Structural mechanisms for the 5'-CCWGG sequence recognition by the N- and C-terminal domains of EcoRII

Dmitrij Golovenko, Elena Manakova, Giedre Tamulaitiene, Saulius Grazulis and Virginijus Siksnys*

Institute of Biotechnology, Graiciuno 8, LT-02241 Vilnius, Lithuania

*To whom correspondence should be addressed. Tel: +370 5 2602108; Fax: +370 5 2602116; Email: siksnys{at}ibt.lt

Received June 12, 2009. Revised August 5, 2009. Accepted August 6, 2009.

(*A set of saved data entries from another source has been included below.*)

PR #444, opened 2021-07-12
Shopify filters

robin-parker:
Add some Shopify specific filters to complement the existing Liquid filters.
- [String filters](https://shopify.dev/api/liquid/filters/string-filters): md5, sha1, sha256, hmac_sha1, hmac_sha256

Added a new `addfilters` tag that can be used in templates to add additional/optional filters to the render context.


microalps:
I would not approve this PR on the basis of the added dependency. Many people prefer, or already use, Newtonsoft.Json, especially those not on CORE. We should discuss this in Gitter before spending too much time on it.

src/DotLiquid/Liquid.cs
```diff
@@ -55,6 +55,7 @@ static Liquid()
             Template.RegisterTag<Tags.Html.TableRow>("tablerow");
 
             Template.RegisterFilter(typeof(StandardFilters));
+            Template.RegisterFilter(typeof(ShopifyFilters));
```
microalps, line 58: As discussed on gitter, this should not be part of the library. MS will make a way to opt in outside of DLL.

src/DotLiquid.Tests/ShopifyFiltersTests.cs
```diff
@@ -0,0 +1,183 @@
...
+        [TestCase(123, "123")]
+        [TestCase(123.12, "123.12")]
+        [TestCase(-123.12, "-123.12")]
+        [TestCase(null, null)]
+        [TestCase("", "\"\"")]
+        public void TestJson(object value, string expected)
+        {
+            Assert.AreEqual(expected, ShopifyFilters.Json(value));
+        }
+#endif
```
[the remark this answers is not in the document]
robin-parker: Just a preference to protect against unintended insertion of new test case in between tests spanning a single #if block.

src/DotLiquid/Liquid.cs
robin-parker: How about an alternative, which would enable a Designer to add a non-standard filter class to the render context.

For example: `{%-register_filters 'DotLiquid.ShopifyFilters'-%}`
The `register_filters` tag would add the DotLiquid.ShopifyFilters class using Context.AddFilters during rendering.

src/DotLiquid.Tests/ShopifyFiltersTests.cs
```diff
@@ -0,0 +1,183 @@
...
+                localVariables: Hash.FromAnonymousObject(new { comment = new { email = " Joe.Bloggs@Shopify.com " } }));
+        }
+
+        [Test]
+        public void TestSha1()
+        {
+            Assert.AreEqual(null, ShopifyFilters.Sha1(null));
+            Assert.AreEqual("", ShopifyFilters.Sha1(""));
+            Assert.AreEqual(" ", ShopifyFilters.Sha1(" "));
+            Assert.AreEqual("c7322e3812d3da7bc621300ca1797517c34f63b6",
```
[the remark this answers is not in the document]
robin-parker: Fixed

src/DotLiquid/ShopifyFilters.cs
```diff
@@ -0,0 +1,112 @@
...
+        /// </summary>
+        /// <see href="https://shopify.dev/docs/themes/liquid/reference/filters/string-filters#hmac_sha1" />
+        /// <param name="input" />
+        /// <param name="secretKey" />
+        public static string HmacSha1(string input, string secretKey)
+        {
+            if (input.IsNullOrWhiteSpace() || secretKey.IsNullOrWhiteSpace())
+                return input;
+
+            var hmac = new HMACSHA1(Encoding.UTF8.GetBytes(secretKey));
```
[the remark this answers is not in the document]
robin-parker: I've changed the guard condition, secretKey should support the full range of UTF-8 characters.
Does this cover the case you were thinking of?

src/DotLiquid/ShopifyFilters.cs
```diff
@@ -0,0 +1,112 @@
...
+        }
+
+        /// <summary>
+        /// Generates a Hexadecimal hash of the provided input string.
+        /// </summary>
+        /// <param name="hashAlgorithm" />
+        /// <param name="input" />
+        private static string ComputeHash(HashAlgorithm hashAlgorithm, string input)
+        {
+            if (input.IsNullOrWhiteSpace())
```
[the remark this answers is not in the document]
robin-parker: Changed

src/DotLiquid/Tags/RegisterFilters.cs
```diff
@@ -0,0 +1,49 @@
...
+            Match syntaxMatch = Syntax.Match(markup);
+            if (syntaxMatch.Success)
+                className = syntaxMatch.Groups[1].Value.Trim(new[] { '\'', '"' });
+
+            // The class name must be non-empty
+            if (string.IsNullOrWhiteSpace(className))
+                throw new SyntaxException(Liquid.ResourceManager.GetString("SimpleTagSyntaxException"), new[] { tagName });
+
+            // Attempt to find the class type
+            classType = Type.GetType(className);
```
microalps, line 32: This is a security vulnerability. Potentially a template designer can access any (public?) class in .NET and call any method within that accepts one or more parameters. Without a dev specifying a whitelist of registerable filter classes (Shopify can be added by default to that whitelist) - and in that case we don't need reflection.

src/DotLiquid.Tests/Tags/RegisterFiltersTests.cs
```diff
@@ -0,0 +1,43 @@
...
+
+namespace DotLiquid.Tests.Tags
+{
+    [TestFixture]
+    public class RegisterFiltersTests
+    {
+        [Test]
+        public void TestInitialise()
+        {
+            new RegisterFilters().Initialize("register_filters", "DotLiquid.ShopifyFilters", null); // no quotes
```
microalps: Why should no quotes be accepted as if it was quoted? This stops the use of variables in the name - which if you think there is no purpose to then we don't need quoted versions. I vote supporting quoted versions only to be consistent with expected syntaxes in tags. Also, there is no explicit test here, just testing that no error is thrown?

src/DotLiquid/Liquid.cs
```diff
@@ -51,6 +51,7 @@ static Liquid()
             Template.RegisterTag<Tags.Literal>("literal");
             Template.RegisterTag<Tags.Unless>("unless");
             Template.RegisterTag<Tags.Raw>("raw");
+            Template.RegisterTag<Tags.RegisterFilters>("register_filters");
```
microalps, line 54: This would be the first snake case tag. I see IfChanged is not snake case - and that is a standard tag apparently. It doesn't seem like registerfilters should be snake case.

microalps (changes requested):

src/DotLiquid/Tags/RegisterFilters.cs
robin-parker: Good point a white list makes sense, I've added one by default containing ShopifyFilters.

If this PR is approved I'll update the wiki with a section describing how to use `addfilters` including a developer section on how to whitelist new filters.

src/DotLiquid/Liquid.cs
robin-parker: Renamed to `addfilters` to prevent conflation with Template.RegisterFilters()

src/DotLiquid.Tests/Tags/RegisterFiltersTests.cs
robin-parker: Modified to render markup using the Variable class.

src/DotLiquid.Tests/Tags/AddFiltersTests.cs
```diff
@@ -0,0 +1,52 @@
...
+        }
+
+        [Test]
+        public void TestWhitelisted()
+        {
+            // addfilter is included, so ensure the value is sha1 hashed.
+            Helper.AssertTemplateResult(
+                expected: @"
+My encoded string is: c7322e3812d3da7bc621300ca1797517c34f63b6",
+                template: @"{%addfilters 'shopifyFilters'%}{% assign my_secret_string = ""ShopifyIsAwesome!"" | sha1 %}
```
microalps, line 38: why does this work with camelCase shopifyFilters and not ShopifyFilters? If it isn't case sensitive, we should have tests that validate that. If it is, not clear why it works.

src/DotLiquid.Tests/Tags/AddFiltersTests.cs
```diff
@@ -0,0 +1,52 @@
...
+My encoded string is: {{ my_secret_string }}");
+        }
+
+        [TestCase("'DotLiquid.ShopifyFilters'")]
+        [TestCase("'DotLiquid.Template'")]
+        [TestCase("'Template'")]
+        public void TestNotWhitelisted(string template)
```
microalps, line 45: Test cases are never used

src/DotLiquid/Tags/AddFilters.cs
```diff
@@ -0,0 +1,74 @@
...
+
+            alias = syntaxMatch.Groups[1].Value;
+
+            base.Initialize(tagName, markup, tokens);
+        }
+
+        /// <inheritdoc/>
+        public override void Render(Context context, TextWriter result)
+        {
+            var renderedAlias = getAliasValue(context);
```
microalps, line 54: What's wrong with context[alias] ? This is how include tag works - context handles quotes as literal and without as a variable. The difference, off the top of my head, is that new Variable will allow you to specify a filter as in 
```
{% addfilters unknown_variable | default: 'ShopifyFilters' %} 
```
which I don't think you were trying to do

src/DotLiquid/Tags/AddFilters.cs
```diff
@@ -0,0 +1,74 @@
...
+    /// {%- addfilters 'ShopifyFilters' -%}
+    /// </summary>
+    public class AddFilters : Tag
+    {
+        private static readonly Regex Syntax = R.B(R.Q(@"\s*([""'].+[""'])\s*"));
+
+        private static readonly IDictionary<string, Type> FILTER_WHITELIST = new Dictionary<string, Type>(StringComparer.OrdinalIgnoreCase);
+        static AddFilters()
+        {
+            WhitelistFilter(typeof(ShopifyFilters));
```
microalps, line 23: Would this be easier to find if it was in Liquid.cs together with StandardFilters?
```
Template.RegisterFilter(typeof(StandardFilters));
AddFilters.WhitelistFilter(typeof(ShopifyFilters)); //Don't register it but whitelist it for template authors
```
This way when my PR merges it can also add the ExtendedFilters to the whitelist in the same place.

src/DotLiquid/Tags/AddFilters.cs
```diff
@@ -0,0 +1,74 @@
...
+        }
+
+        /// <summary>
+        /// Add the provided class to the whitelist of classes that can be added by a Liquid Designer
+        /// </summary>
+        /// <param name="filterClassType">A class containing filter operations.</param>
+        /// <param name="alias">An alias for the class, if not provided the classes short name is used</param>
+        public static void WhitelistFilter(Type filterClassType, string alias = null)
```
microalps, line 31: AddFilters is plural because a class can contain multiple filters. So why is this method singular? Or even simply AddFilters.Whitelist ?

src/DotLiquid.Tests/Tags/AddFiltersTests.cs
robin-parker: Intended to check mixed-case, I've added cases for clarity.

src/DotLiquid.Tests/Tags/AddFiltersTests.cs
robin-parker: Fixed to pass template parameter into AddFilters.Initialize().

src/DotLiquid/Tags/AddFilters.cs
robin-parker: I based AddFilters on Assign, which uses new Variable. I've simplified it now to use context[alias].toString()

src/DotLiquid/Tags/AddFilters.cs
robin-parker: Moved

src/DotLiquid/Tags/AddFilters.cs
robin-parker: Changed to Whitelist.
I originally opted for `AddFilters.WhitelistFilter` over `Template.WhitelistFilter` as it is feels like better encapsulation and avoids adding more complexity in Template.

microalps:
I think I am OK with this PR as is. It is lacking some tests on the add filter tag (e.g. non quoted variables, alias use, double registration of same class, filter use before registration)

src/DotLiquid/ShopifyFilters.cs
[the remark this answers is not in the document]
microalps: That wasn't what I was thinking but more along how does I use a secret key that isn't a string? Like ascii 0-32 and 120s and up e.g. secretKey: 0x017F. But your's is a good catch none the less I'll give you credit. It is clearly out of scope of this PR and a fundamental gap in the liquid language.

robin-parker:
> I think I am OK with this PR as is. It is lacking some tests on the add filter tag (e.g. non quoted variables, alias use [codecov shows that line as yellow partially covered], double registration of same class, filter use before registration). When you are ready, mark this PR as ready for review and tag daviburg.
> 
> For record, I still don't like the idea of adding dependency for json within the standard library.

@microalps, I've added a few test cases to cover the examples you you listed.
Any suggestions on how else to deal with the dependency, would we be better off removing the `json` filter to avoid the dependency, or adding another tfm for a version of .net that includes `System.Text.Json`?

src/DotLiquid/DotLiquid.csproj
```diff
@@ -41,6 +41,10 @@
     </None>
   </ItemGroup>
 
+  <ItemGroup Condition=" '$(TargetFramework)' == 'netstandard2.0' ">
+    <PackageReference Include="System.Text.Json" Version="4.7.2" />
```
daviburg, line 45: Create a separate assembly project to add new dependency to Json so client can opt-in. Move the new filter(s) depending on Json there.

daviburg: The new json filter will be much welcome by users of Logic App. However we need to introduce this via a separate assembly so we don't force it on other consumers.
Technically you may also need to generate a separate nuget package so you can declare the new nuget dependency separately as well.

daviburg:
I didn't do a code review, exceeded my time to spend on dot liquid for a while. Please ping me again in a few days.

src/DotLiquid/DotLiquid.csproj
microalps: I'm not familiar with NuGet policies, but will we simply be able to add a new target in appveyor for a new nuspec package and upload with the existing API key? Or will @tgjones need to do something first on NuGet to register the name / allow publish via API?

robin-parker: I've removed the dependency and the Json filter from the PR.

src/DotLiquid/DotLiquid.csproj
```diff
@@ -28,7 +28,7 @@
     <GenerateAssemblyInformationalVersionAttribute>false</GenerateAssemblyInformationalVersionAttribute>
     <DebugType>full</DebugType>
     <DebugSymbols>True</DebugSymbols>
-      <DocumentationFile>bin\Debug\$(TargetFramework)\DotLiquid.xml</DocumentationFile>
+    <DocumentationFile>bin\Debug\$(TargetFramework)\DotLiquid.xml</DocumentationFile>
```
microalps, line 31: nit: what's this change?

src/DotLiquid/Tags/AddFilters.cs
```diff
@@ -0,0 +1,59 @@
...
+    /// <summary>
+    /// Adds filters in a whitelisted class to the current context.
+    ///
+    /// {%- addfilters 'ShopifyFilters' -%}
+    /// </summary>
+    public class AddFilters : Tag
+    {
+        private static readonly Regex Syntax = R.B(R.Q(@"\s*([""'].+[""'])\s*"));
+
+        private static readonly IDictionary<string, Type> WHITELIST = new Dictionary<string, Type>(StringComparer.OrdinalIgnoreCase);
```
microalps, line 19: nit: non-standard case of whitelist

src/DotLiquid/DotLiquid.csproj
robin-parker: Format on save fixed the whitespace when I added, then removed the Json dependency.

src/DotLiquid/Tags/AddFilters.cs
robin-parker: Changed to Whitelist.

src/DotLiquid/Tags/AddFilters.cs
```diff
@@ -16,7 +16,7 @@ public class AddFilters : Tag
     {
         private static readonly Regex Syntax = R.B(R.Q(@"\s*([""'].+[""'])\s*"));
 
-        private static readonly IDictionary<string, Type> Whitelist = new Dictionary<string, Type>(StringComparer.OrdinalIgnoreCase);
+        private static readonly IDictionary<string, Type> _Whitelist = new Dictionary<string, Type>(StringComparer.OrdinalIgnoreCase);
```
daviburg, line 19: Why the extra '_'? I think I saw that on some of the code in this repo, but that's rather old school arcane flagging of variable names. And then, why is the also static readonly Syntax about not getting an underscore prefix?

If we want clarity when using the variables whether those are instance variable or static, we should prefix the call with `this.` or with the class name `AddFilters.`.

src/DotLiquid.Tests/Helper.cs
```diff
@@ -51,15 +52,20 @@ public static void AssertTemplateResult(string expected, string template, INamin
...
             var parameters = new RenderParameters(System.Globalization.CultureInfo.CurrentCulture)
             {
                 LocalVariables = localVariables,
-                SyntaxCompatibilityLevel = syntax
+                SyntaxCompatibilityLevel = syntax,
+                Filters = localFilters
             };
             Assert.AreEqual(expected, Template.Parse(template).Render(parameters));
         }
+        public static void AssertTemplateResult(string expected, string template, Hash localVariables, SyntaxCompatibility syntax = SyntaxCompatibility.DotLiquid20)
```
daviburg, line 65: Need a new line above
```suggestion

        public static void AssertTemplateResult(string expected, string template, Hash localVariables, SyntaxCompatibility syntax = SyntaxCompatibility.DotLiquid20)
```

src/DotLiquid/ShopifyFilters.cs
```diff
@@ -0,0 +1,97 @@
...
+        public static string Md5(string input)
+        {
+            return input.IsNullOrWhiteSpace() ? input : ComputeHash(MD5.Create(), input);
+        }
+
+        /// <summary> 
+        /// Converts a string into a SHA-1 hash.
+        /// </summary>
+        /// <see href="https://shopify.dev/docs/themes/liquid/reference/filters/string-filters#sha1" />
+        /// <param name="input"></param>
```
daviburg, line 27:
```suggestion
        /// <param name="input">The input to be encoded</param>
```

src/DotLiquid/ShopifyFilters.cs
```diff
@@ -0,0 +1,97 @@
...
+    /// Shopify filters implemented by DotLiquid
+    /// </summary>
+    /// <see href="https://shopify.dev/docs/themes/liquid/reference/filters"/>
+    public static class ShopifyFilters
+    {
+        /// <summary>
+        /// Converts a string into an MD5 hash.
+        /// </summary>
+        /// <see href="https://shopify.dev/docs/themes/liquid/reference/filters/string-filters#md5"/>
+        /// <param name="input"/>
```
daviburg, line 17:
```suggestion
        /// <param name="input">The input to be encoded</param>
```

src/DotLiquid/ShopifyFilters.cs
```diff
@@ -0,0 +1,97 @@
...
+        public static string Sha1(string input)
+        {
+            return input.IsNullOrWhiteSpace() ? input : ComputeHash(SHA1.Create(), input);
+        }
+
+        /// <summary>
+        /// Converts a string into a SHA-256 hash.
+        /// </summary>
+        /// <see href="https://shopify.dev/docs/themes/liquid/reference/filters/string-filters#sha256" />
+        /// <param name="input"></param>
```
daviburg, line 37:
```suggestion
        /// <param name="input">The input to be encoded</param>
```

src/DotLiquid/ShopifyFilters.cs
```diff
@@ -0,0 +1,97 @@
...
+        {
+            return input.IsNullOrWhiteSpace() ? input : ComputeHash(SHA256.Create(), input);
+        }
+
+        /// <summary>
+        /// Converts a string into a SHA-1 hash using a hash message authentication code (HMAC).
+        /// Pass the secret key for the message as a parameter to the filter.
+        /// </summary>
+        /// <see href="https://shopify.dev/docs/themes/liquid/reference/filters/string-filters#hmac_sha1" />
+        /// <param name="input" />
```
daviburg, line 48: /// <param name="input">The input to be encoded</param>

src/DotLiquid/ShopifyFilters.cs
```diff
@@ -0,0 +1,97 @@
...
+        /// <param name="secretKey" />
```
daviburg, line 49:
```suggestion
        /// <param name="secretKey">The secret key</param>
```

src/DotLiquid/ShopifyFilters.cs
```diff
@@ -0,0 +1,97 @@
...
+        public static string HmacSha1(string input, string secretKey)
+        {
+            if (input.IsNullOrWhiteSpace() || secretKey is null)
+                return input;
+
+            var hmac = new HMACSHA1(Encoding.UTF8.GetBytes(secretKey));
```
daviburg, line 55: This class implements dispose interface. You need a using block everywhere you create an instance.

src/DotLiquid/ShopifyFilters.cs
```diff
@@ -0,0 +1,97 @@
...
+    public static class ShopifyFilters
+    {
+        /// <summary>
+        /// Converts a string into an MD5 hash.
+        /// </summary>
+        /// <see href="https://shopify.dev/docs/themes/liquid/reference/filters/string-filters#md5"/>
+        /// <param name="input"/>
+        public static string Md5(string input)
+        {
+            return input.IsNullOrWhiteSpace() ? input : ComputeHash(MD5.Create(), input);
```
daviburg, line 20: `HashAlgorithm : IDisposable, `
so you always need to dispose the classes that you pass in to this helper
At least for .NET Core
https://docs.microsoft.com/en-us/dotnet/api/system.security.cryptography.hashalgorithm?view=net-5.0

src/DotLiquid/Tags/AddFilters.cs
```diff
@@ -0,0 +1,59 @@
...
+        {
+            _Whitelist[alias ?? filterClassType.Name] = filterClassType;
+        }
+
+        private string alias;
+
+        /// <inheritdoc/>
+        public override void Initialize(string tagName, string markup, List<string> tokens)
+        {
+            Match syntaxMatch = Syntax.Match(markup);
```
daviburg, line 36:
```suggestion
            var syntaxMatch = Syntax.Match(markup);
```

src/DotLiquid/Tags/AddFilters.cs
```diff
@@ -0,0 +1,59 @@
...
+            if (!syntaxMatch.Success)
+                throw new SyntaxException(Liquid.ResourceManager.GetString("AddFiltersTagSyntaxException"));
+
+            alias = syntaxMatch.Groups[1].Value;
```
daviburg, line 40:
```suggestion
            this.alias = syntaxMatch.Groups[1].Value;
```

src/DotLiquid/Tags/AddFilters.cs
```diff
@@ -0,0 +1,59 @@
...
+
+            base.Initialize(tagName, markup, tokens);
```
daviburg, line 42:
```suggestion
            base.Initialize(tagName: tagName, markup: markup, tokens: tokens);
```

src/DotLiquid/Tags/AddFilters.cs
```diff
@@ -0,0 +1,59 @@
...
+    {
+        private static readonly Regex Syntax = R.B(R.Q(@"\s*([""'].+[""'])\s*"));
+
+        private static readonly IDictionary<string, Type> _Whitelist = new Dictionary<string, Type>(StringComparer.OrdinalIgnoreCase);
+
+        /// <summary>
+        /// Add the provided class to the whitelist of classes that can be added by a Liquid Designer
+        /// </summary>
+        /// <param name="filterClassType">A class containing filter operations.</param>
+        /// <param name="alias">An alias for the class, if not provided the classes short name is used</param>
```
daviburg, line 25:
```suggestion
        /// <param name="alias">An alias for the class, if not provided the class' short name is used</param>
```

daviburg (changes requested):

src/DotLiquid/Tags/AddFilters.cs
robin-parker: The static dictionary Whitelist clashes with the method Whitelist.
I agree the `_` is old school, so I've made a rename.

src/DotLiquid/ShopifyFilters.cs
robin-parker: Fixed

src/DotLiquid/ShopifyFilters.cs
robin-parker: Fixed.

src/DotLiquid/Tags/AddFilters.cs
```diff
@@ -0,0 +1,59 @@
...
+    /// <summary>
+    /// Adds filters in a whitelisted class to the current context.
+    ///
+    /// {%- addfilters 'ShopifyFilters' -%}
+    /// </summary>
+    public class AddFilters : Tag
+    {
+        private static readonly Regex Syntax = R.B(R.Q(@"\s*([""'].+[""'])\s*"));
+
+        private static readonly IDictionary<string, Type> Whitelisted = new Dictionary<string, Type>(StringComparer.OrdinalIgnoreCase);
```
daviburg, line 19: Oh, I just remembered, we should avoid this term altogether as it is offensive. Please use Allowed, Allowlist, Allowlisted, etc.

daviburg: Just this one change (albeit in all locations) and I am ready to sign-off.

daviburg (approved):

daviburg:
@microalps could you sign-off also? Your status still shows requesting changes.

src/DotLiquid/ShopifyFilters.cs
```diff
@@ -0,0 +1,119 @@
...
+        }
+
+        /// <summary>
+        /// Converts a string into a SHA-256 hash.
+        /// </summary>
+        /// <see href="https://shopify.dev/docs/themes/liquid/reference/filters/string-filters#sha256" />
+        /// <param name="input">The input to be encoded</param>
+        public static string Sha256(string input)
+        {
+            if (input.IsNullOrWhiteSpace())
```
microalps, line 52:
```suggestion
            if (input == null)
```

src/DotLiquid/ShopifyFilters.cs
```diff
@@ -0,0 +1,119 @@
...
+        /// <summary>
+        /// Converts a string into a SHA-1 hash using a hash message authentication code (HMAC).
+        /// Pass the secret key for the message as a parameter to the filter.
+        /// </summary>
+        /// <see href="https://shopify.dev/docs/themes/liquid/reference/filters/string-filters#hmac_sha1" />
+        /// <param name="input">The input to be encoded</param>
+        /// <param name="secretKey">The secret key</param>
+        public static string HmacSha1(string input, string secretKey)
+        {
+            if (input.IsNullOrWhiteSpace() || secretKey is null)
```
microalps, line 70:
```suggestion
            if (input == null || secretKey == null)
```
(just for consistency replaced is with ==)

src/DotLiquid/ShopifyFilters.cs
```diff
@@ -0,0 +1,119 @@
...
+        /// <summary>
+        /// Converts a string into a SHA-256 hash using a hash message authentication code (HMAC).
+        /// Pass the secret key for the message as a parameter to the filter.
+        /// </summary>
+        /// <see href="https://shopify.dev/docs/themes/liquid/reference/filters/string-filters#hmac_sha256" />
+        /// <param name="input">The input to be encoded</param>
+        /// <param name="secretKey">The secret key</param>
+        public static string HmacSha256(string input, string secretKey)
+        {
+            if (input.IsNullOrWhiteSpace() || secretKey is null)
```
microalps, line 89:
```suggestion
            if (input == null || secretKey is null)
```

src/DotLiquid.Tests/ShopifyFiltersTests.cs
```diff
@@ -0,0 +1,115 @@
...
+{
+    [TestFixture]
+    public class ShopifyFiltersTests
+    {
+        [Test]
+        public void TestMd5()
+        {
+            Assert.AreEqual(null, ShopifyFilters.Md5(null));
+            Assert.AreEqual("", ShopifyFilters.Md5(""));
+            Assert.AreEqual(" ", ShopifyFilters.Md5(" "));
```
microalps, line 14:
```suggestion
            Assert.AreEqual("d41d8cd98f00b204e9800998ecf8427e", ShopifyFilters.Md5(""));
```

src/DotLiquid.Tests/ShopifyFiltersTests.cs
```diff
@@ -0,0 +1,115 @@
...
+                localVariables: Hash.FromAnonymousObject(new { comment = new { email = " Joe.Bloggs@Shopify.com " } }),
+                localFilters: new[] { typeof(ShopifyFilters) });
+        }
+
+        [Test]
+        public void TestSha1()
+        {
+            Assert.AreEqual(null, ShopifyFilters.Sha1(null));
+            Assert.AreEqual("", ShopifyFilters.Sha1(""));
+            Assert.AreEqual(" ", ShopifyFilters.Sha1(" "));
```
microalps, line 31:
```suggestion
            Assert.AreEqual("da39a3ee5e6b4b0d3255bfef95601890afd80709", ShopifyFilters.Sha1(""));
```

src/DotLiquid.Tests/ShopifyFiltersTests.cs
```diff
@@ -0,0 +1,115 @@
...
+                localVariables: null,
+                localFilters: new[] { typeof(ShopifyFilters) });
+        }
+
+        [Test]
+        public void TestSha256()
+        {
+            Assert.AreEqual(null, ShopifyFilters.Sha256(null));
+            Assert.AreEqual("", ShopifyFilters.Sha256(""));
+            Assert.AreEqual(" ", ShopifyFilters.Sha256(" "));
```
microalps, line 50:
```suggestion
            Assert.AreEqual("e3b0c44298fc1c149afbf4c8996fb92427ae41e4649b934ca495991b7852b855", ShopifyFilters.Sha256(""));
```

src/DotLiquid.Tests/ShopifyFiltersTests.cs
```diff
@@ -0,0 +1,115 @@
...
+
+        [Test]
+        public void TestHmacSha1()
+        {
+            Assert.AreEqual(null, ShopifyFilters.HmacSha1(null, null));
+            Assert.AreEqual("", ShopifyFilters.HmacSha1("", null));
+            Assert.AreEqual(" ", ShopifyFilters.HmacSha1(" ", null));
+            Assert.AreEqual(null, ShopifyFilters.HmacSha1(null, ""));
+            Assert.AreEqual("", ShopifyFilters.HmacSha1("", ""));
+            Assert.AreEqual("", ShopifyFilters.HmacSha1("", " "));
```
microalps, line 72:
```suggestion
            Assert.AreEqual(null, ShopifyFilters.HmacSha1(null, ""));
            Assert.AreEqual("fbdb1d1b18aa6c08324b7d64b71fb76370690e1d", ShopifyFilters.HmacSha1("", ""));
```

src/DotLiquid.Tests/ShopifyFiltersTests.cs
```diff
@@ -0,0 +1,115 @@
...
+
+        [Test]
+        public void TestHmacSha256()
+        {
+            Assert.AreEqual(null, ShopifyFilters.HmacSha256(null, null));
+            Assert.AreEqual("", ShopifyFilters.HmacSha256("", null));
+            Assert.AreEqual(" ", ShopifyFilters.HmacSha256(" ", null));
+            Assert.AreEqual(null, ShopifyFilters.HmacSha256(null, ""));
+            Assert.AreEqual("", ShopifyFilters.HmacSha256("", ""));
+            Assert.AreEqual("", ShopifyFilters.HmacSha256("", " "));
```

EcoRII restriction endonuclease is specific for the 5'-CCWGG sequence (W stands for A or T); however, it shows no activity on a single recognition site. To activate cleavage it requires binding of an additional target site as an allosteric effector. EcoRII dimer consists of three structural units: a central catalytic core, made from two copies of the C-terminal domain (EcoRII-C), and two N-terminal effector DNA binding domains (EcoRII-N). Here, we report DNA-bound EcoRII-N and EcoRII-C structures, which show that EcoRII combines two radically different structural mechanisms to interact with the effector and substrate DNA. The catalytic EcoRII-C dimer flips out the central T:A base pair and makes symmetric interactions with the CC:GG half-sites. The EcoRII-N effector domain monomer binds to the target site asymmetrically in a single defined orientation which is determined by specific hydrogen bonding and van der Waals interactions with the central T:A pair in the major groove. The EcoRII-N mode of the target site recognition is shared by the large class of higher plant transcription factors of the B3 superfamily.